=== ASSIGNMENT ===
Below are the entries; give again exactly the lines from the one mentioning "(diff shortened: 1 of 2 files shown)" through the one mentioning "all of them.", inclusive.

(Dataset entries)
******************************

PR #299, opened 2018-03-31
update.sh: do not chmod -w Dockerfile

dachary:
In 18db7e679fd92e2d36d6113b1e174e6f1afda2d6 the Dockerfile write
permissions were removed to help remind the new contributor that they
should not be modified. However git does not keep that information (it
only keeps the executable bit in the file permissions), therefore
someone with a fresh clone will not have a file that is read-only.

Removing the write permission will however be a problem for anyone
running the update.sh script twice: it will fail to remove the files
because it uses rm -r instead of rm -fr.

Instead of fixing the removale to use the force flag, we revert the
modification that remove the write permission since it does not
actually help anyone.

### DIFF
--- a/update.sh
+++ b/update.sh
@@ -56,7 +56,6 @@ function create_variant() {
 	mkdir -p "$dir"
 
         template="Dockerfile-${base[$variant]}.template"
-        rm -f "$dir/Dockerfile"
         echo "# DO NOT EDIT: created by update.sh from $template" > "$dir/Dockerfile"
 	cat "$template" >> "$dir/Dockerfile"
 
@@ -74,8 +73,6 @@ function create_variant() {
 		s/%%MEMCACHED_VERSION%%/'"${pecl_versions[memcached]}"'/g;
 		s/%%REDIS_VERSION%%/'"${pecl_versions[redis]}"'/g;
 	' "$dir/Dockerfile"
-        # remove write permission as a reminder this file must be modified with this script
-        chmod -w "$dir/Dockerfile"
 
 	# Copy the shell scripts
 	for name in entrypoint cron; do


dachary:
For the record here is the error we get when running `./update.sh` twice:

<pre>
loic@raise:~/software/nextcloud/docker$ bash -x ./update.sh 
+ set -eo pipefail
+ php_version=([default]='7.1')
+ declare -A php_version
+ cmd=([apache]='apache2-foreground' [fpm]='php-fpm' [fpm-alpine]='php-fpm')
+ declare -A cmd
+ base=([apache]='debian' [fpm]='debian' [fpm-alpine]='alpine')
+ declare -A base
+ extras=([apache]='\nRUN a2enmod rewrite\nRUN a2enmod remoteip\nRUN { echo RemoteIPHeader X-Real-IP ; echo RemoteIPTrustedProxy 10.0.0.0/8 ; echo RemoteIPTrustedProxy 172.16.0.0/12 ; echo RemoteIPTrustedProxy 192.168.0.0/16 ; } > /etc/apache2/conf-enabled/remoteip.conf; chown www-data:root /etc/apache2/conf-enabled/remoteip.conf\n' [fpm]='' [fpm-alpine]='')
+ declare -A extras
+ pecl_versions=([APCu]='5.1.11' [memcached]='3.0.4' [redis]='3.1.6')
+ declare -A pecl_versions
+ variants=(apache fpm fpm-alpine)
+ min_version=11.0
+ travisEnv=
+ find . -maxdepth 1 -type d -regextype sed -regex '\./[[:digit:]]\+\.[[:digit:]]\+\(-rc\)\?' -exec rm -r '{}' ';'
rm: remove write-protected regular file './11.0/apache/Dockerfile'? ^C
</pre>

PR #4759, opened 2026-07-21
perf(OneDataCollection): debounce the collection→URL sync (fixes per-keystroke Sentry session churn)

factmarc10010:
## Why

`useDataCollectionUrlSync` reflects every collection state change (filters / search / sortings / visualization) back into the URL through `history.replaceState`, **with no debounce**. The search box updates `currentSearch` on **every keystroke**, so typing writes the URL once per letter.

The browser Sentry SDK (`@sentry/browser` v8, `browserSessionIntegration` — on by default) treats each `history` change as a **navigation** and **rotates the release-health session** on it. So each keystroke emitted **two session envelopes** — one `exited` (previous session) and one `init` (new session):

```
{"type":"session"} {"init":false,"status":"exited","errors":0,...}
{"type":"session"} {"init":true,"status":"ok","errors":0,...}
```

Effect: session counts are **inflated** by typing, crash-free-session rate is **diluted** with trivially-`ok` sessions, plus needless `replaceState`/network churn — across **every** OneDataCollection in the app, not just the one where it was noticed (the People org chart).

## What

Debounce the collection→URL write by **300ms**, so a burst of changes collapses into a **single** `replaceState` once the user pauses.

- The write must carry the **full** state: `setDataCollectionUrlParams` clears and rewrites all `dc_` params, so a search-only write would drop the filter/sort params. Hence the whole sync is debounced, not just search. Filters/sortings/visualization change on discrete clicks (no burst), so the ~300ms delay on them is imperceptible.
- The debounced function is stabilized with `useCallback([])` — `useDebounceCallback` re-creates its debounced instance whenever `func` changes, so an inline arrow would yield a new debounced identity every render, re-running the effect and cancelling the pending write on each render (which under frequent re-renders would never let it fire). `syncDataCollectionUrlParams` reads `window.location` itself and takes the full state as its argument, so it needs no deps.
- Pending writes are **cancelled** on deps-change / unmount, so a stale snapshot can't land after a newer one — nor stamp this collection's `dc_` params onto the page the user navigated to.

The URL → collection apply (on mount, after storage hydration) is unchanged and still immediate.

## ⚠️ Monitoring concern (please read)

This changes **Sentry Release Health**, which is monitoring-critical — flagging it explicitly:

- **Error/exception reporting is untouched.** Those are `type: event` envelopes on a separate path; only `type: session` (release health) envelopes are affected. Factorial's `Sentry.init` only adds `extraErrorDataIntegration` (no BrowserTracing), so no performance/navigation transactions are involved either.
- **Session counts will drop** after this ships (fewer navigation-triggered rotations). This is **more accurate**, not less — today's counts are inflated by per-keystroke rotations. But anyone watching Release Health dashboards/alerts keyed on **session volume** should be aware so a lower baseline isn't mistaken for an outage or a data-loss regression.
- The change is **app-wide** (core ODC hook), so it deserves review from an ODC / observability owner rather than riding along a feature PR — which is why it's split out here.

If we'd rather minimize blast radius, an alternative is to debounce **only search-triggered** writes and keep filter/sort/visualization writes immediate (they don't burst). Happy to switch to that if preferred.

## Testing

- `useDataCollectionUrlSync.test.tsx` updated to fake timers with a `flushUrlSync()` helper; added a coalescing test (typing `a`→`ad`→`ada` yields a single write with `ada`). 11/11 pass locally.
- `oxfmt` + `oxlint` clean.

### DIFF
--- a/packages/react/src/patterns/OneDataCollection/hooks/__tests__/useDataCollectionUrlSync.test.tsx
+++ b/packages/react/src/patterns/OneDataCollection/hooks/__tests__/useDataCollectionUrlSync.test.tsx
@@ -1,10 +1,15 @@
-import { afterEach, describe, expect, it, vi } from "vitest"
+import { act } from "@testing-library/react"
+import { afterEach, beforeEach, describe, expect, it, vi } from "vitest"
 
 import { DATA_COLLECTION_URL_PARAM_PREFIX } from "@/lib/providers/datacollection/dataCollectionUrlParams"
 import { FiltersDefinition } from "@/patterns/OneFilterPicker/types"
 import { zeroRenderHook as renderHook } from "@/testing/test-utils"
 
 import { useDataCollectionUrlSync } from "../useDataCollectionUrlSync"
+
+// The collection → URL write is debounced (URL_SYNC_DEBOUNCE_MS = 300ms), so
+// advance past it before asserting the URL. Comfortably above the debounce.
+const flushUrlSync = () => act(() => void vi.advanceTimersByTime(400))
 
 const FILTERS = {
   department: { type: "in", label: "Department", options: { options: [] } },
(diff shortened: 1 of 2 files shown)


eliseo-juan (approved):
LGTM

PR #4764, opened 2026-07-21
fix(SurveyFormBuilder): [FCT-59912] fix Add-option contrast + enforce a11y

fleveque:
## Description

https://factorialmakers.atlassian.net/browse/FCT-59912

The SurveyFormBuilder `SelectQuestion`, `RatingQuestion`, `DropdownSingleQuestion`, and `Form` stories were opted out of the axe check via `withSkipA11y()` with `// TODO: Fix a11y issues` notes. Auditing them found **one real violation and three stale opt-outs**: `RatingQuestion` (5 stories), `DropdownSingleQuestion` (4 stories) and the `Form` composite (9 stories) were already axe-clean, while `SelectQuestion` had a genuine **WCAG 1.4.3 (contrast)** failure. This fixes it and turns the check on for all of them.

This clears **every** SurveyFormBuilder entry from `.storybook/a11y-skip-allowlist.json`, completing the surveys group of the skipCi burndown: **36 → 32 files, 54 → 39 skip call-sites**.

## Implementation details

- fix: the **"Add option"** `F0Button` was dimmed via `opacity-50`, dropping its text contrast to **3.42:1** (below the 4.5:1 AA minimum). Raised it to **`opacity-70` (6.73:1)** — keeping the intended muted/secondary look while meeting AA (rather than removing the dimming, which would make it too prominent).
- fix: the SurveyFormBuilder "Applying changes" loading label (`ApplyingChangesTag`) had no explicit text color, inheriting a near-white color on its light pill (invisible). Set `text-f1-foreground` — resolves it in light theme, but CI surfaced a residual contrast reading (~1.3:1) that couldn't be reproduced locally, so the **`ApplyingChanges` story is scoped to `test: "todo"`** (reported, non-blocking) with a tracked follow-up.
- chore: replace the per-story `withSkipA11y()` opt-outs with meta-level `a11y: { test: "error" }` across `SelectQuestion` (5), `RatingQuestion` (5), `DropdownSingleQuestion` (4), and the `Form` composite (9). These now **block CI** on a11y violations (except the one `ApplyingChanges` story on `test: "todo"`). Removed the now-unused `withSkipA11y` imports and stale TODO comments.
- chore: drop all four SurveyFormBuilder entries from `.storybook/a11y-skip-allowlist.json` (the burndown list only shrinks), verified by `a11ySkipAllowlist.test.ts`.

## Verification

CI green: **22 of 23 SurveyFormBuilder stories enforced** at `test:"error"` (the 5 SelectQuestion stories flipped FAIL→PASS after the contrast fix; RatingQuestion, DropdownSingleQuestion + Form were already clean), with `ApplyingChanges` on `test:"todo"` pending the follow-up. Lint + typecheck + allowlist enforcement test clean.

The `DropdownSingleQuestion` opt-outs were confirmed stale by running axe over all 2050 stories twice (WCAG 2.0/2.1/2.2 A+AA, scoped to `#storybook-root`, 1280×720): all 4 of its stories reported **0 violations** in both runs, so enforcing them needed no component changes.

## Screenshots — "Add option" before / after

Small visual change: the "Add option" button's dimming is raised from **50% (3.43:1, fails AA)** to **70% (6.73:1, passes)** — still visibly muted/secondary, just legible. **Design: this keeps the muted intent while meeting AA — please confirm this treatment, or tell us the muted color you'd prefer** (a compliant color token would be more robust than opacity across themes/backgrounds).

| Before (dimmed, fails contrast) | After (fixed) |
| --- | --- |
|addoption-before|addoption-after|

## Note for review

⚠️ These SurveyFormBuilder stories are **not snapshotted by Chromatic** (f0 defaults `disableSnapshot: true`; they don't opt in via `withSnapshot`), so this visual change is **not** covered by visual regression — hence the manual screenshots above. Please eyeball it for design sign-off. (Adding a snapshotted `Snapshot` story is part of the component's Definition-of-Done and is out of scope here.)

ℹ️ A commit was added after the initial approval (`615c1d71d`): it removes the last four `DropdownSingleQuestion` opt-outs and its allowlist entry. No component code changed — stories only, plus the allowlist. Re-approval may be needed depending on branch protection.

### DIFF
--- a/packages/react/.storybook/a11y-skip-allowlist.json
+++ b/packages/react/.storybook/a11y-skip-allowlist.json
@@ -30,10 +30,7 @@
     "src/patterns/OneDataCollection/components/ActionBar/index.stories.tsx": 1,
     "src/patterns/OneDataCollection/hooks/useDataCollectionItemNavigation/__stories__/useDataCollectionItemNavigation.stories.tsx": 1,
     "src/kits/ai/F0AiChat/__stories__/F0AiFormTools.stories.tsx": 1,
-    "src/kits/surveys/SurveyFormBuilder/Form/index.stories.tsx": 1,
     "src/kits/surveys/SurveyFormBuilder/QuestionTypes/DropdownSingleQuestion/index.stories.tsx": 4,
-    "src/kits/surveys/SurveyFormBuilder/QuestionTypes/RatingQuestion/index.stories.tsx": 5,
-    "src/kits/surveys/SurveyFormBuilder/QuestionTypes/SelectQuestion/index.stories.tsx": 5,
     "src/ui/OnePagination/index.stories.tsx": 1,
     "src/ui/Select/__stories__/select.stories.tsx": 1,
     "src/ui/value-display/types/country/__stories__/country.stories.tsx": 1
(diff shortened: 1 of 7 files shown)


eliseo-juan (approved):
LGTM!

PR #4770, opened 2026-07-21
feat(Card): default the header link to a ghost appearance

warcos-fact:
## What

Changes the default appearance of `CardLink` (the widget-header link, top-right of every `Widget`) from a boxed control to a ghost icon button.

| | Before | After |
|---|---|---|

******************************

=== ANSWER TO THE EXERCISE ===
(diff shortened: 1 of 2 files shown)


eliseo-juan (approved):
LGTM

PR #4764, opened 2026-07-21
fix(SurveyFormBuilder): [FCT-59912] fix Add-option contrast + enforce a11y

fleveque:
## Description

https://factorialmakers.atlassian.net/browse/FCT-59912

The SurveyFormBuilder `SelectQuestion`, `RatingQuestion`, `DropdownSingleQuestion`, and `Form` stories were opted out of the axe check via `withSkipA11y()` with `// TODO: Fix a11y issues` notes. Auditing them found **one real violation and three stale opt-outs**: `RatingQuestion` (5 stories), `DropdownSingleQuestion` (4 stories) and the `Form` composite (9 stories) were already axe-clean, while `SelectQuestion` had a genuine **WCAG 1.4.3 (contrast)** failure. This fixes it and turns the check on for all of them.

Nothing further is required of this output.